TASK GOAL:
Nothing but the lines from the one containing "Additional blake2b mac test vectors." through the last line of the entries should appear in the output, each verbatim.

(Beginning of MATERIAL PROVIDED)

PR #2527, opened 2020-11-30
Additional blake2b mac test vectors.

AtomicNibble:
Found some more test vectors using different key lengths for blake2b mac if intrested.

https://raw.githubusercontent.com/torvalds/linux/master/crypto/testmgr.h

PS: I noticed you fixed the formating for blake2b mac class, sorry for the incorrect formating.


randombit:
Thanks!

(End of MATERIAL PROVIDED)

ANSWER SPACE:
Additional blake2b mac test vectors.

AtomicNibble:
Found some more test vectors using different key lengths for blake2b mac if intrested.

https://raw.githubusercontent.com/torvalds/linux/master/crypto/testmgr.h

PS: I noticed you fixed the formating for blake2b mac class, sorry for the incorrect formating.


randombit:
Thanks!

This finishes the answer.